IBM has tested the Power 595 with 64 of the 5 GHz cores to come up with the CPW rating, and used i 6.1 instead of i5/OS V5R4 to come up with its ratings. As it turns out, the top-end machine is being given a rating of 300,000 CPWs. The top-end, 64-core System i 595 using 1.9 GHz Power5+ processors was rated at 184,000 CPWs, so this translates into a 63 percent performance boost relative to that machine. IBM also shipped a variant of the System i 595 using 2.3 GHz Power5+ chips, which was rated at 216,000 CPWs with 64 cores, which means the jump from the fastest Power5+ box to the fastest Power6 box in the 595 class of machines only results in a 38.9 percent bump up in performance.
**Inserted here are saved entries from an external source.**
PR #668, opened 2021-08-31
test: separate lint and codecov

andersfylling:
Significantly improve the PR feedback by:
 - splitting tests into respective categories
 - reducing overall test time by using multiple CIs instead of one big one for codecov

longest running CI went down from 7-10min to 4min

### DIFF
--- a/.github/workflows/tests.yaml
+++ b/.github/workflows/tests.yaml
@@ -7,8 +7,51 @@ on:
       - release-*
 
 jobs:
-  lint:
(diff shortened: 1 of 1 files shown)


ebrattli (approved):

One interesting thing I learned about the CPW rating: On all of the 64-core boxes IBM has tested to date, the CPW ratings have been for two 32-core partitions. I am not sure what the scalability limit is–perhaps in the operating system, but maybe in the database–but a 32-core single system image is all that OS/400, i5/OS and even the new i 6.1 can deliver. AIX has no such limit, as far as I know. (It is my guess that it is a limit of 64 threads or 32 cores supported in the DB2/400 or DB2 for i database that is integrated inside the i family of operating systems.) In any event, those CPW ratings are not for a single DB2 for i image, but rather are the sum of two partitions, each doing half the work implied by the CPW rating. According to Ian Jarman, manager of Power Systems software at IBM these days and formerly one of the key System i product marketing managers, IBM does provide single system image support beyond 32-core setups on a special request basis, since it requires special tuning and patches. (There are apparently a number of such customers in the world.) And knowing what I do about systems, there is no way a single image running on 64 of IBM’s 5 GHz Power6 cores is going to get anything anywhere near 300,000 CPWs of performance. My guess is that moving from 32 to 64 cores, half of the implied extra performance goes up the chimney as SMP overhead, so you are probably talking something more like 225,000 CPWs.
As I reported in last week’s issue, IBM has just released TPC-C online transaction processing performance benchmarks for the same machine running AIX 5.3 (not the newer AIX 6.1) and a forthcoming DB2 9.5 release, which is due at the end of this year. That box was able to do just under 6.1 million transactions per minute and had an AIX Relative Performance (rPerf) rating of 553.01. When you do some math, that works out to a CPW rating of about 611,500, provided there is some commonality between CPW, rPerf, and TPC-C (which there most assuredly is, since they are all based on the TPC-C code base).
Based on the AIX rPerf ratings and past performance gains, I was expecting the i 6.1 platform to do a bit better on the Power 595 iron–about 331,000 CPWs, if you will recall. I also pointed out that the disparity I think exists between the OLTP performance on i and AIX platforms for high-end boxes is intolerable. IBM has been mum about this–it hasn’t said it is doing anything about it and it has not said my estimates are wrong. If I had to guess, I would guess that the i platform performance numbers are closer to reality and that the AIX and DB2 team have been–how shall I put this delicately?–tuning the living daylights out those bits of software to get performance that may, in the end, not reflect what actual end users see. (Tuning software over-aggressively for a benchmark is like buying back your stock to prop up per share earnings each quarter: once you start, there is no way to stop without paying a penalty.)
It is hard to say exactly what the deal is, and IBM is not helping to clear the matter up. I have asked for some documentation to prove that my estimates for iSeries, System i, and now Power Systems are wrong and no one has provided it yet. Until that happens, I will assume TPC-C OLTP is CPW times 9.95, the historical average in years when IBM did run TPC-C tests on OS/400 platforms, and that TPC-C OLTP is rPerf times 11,400 or so on the big boxes.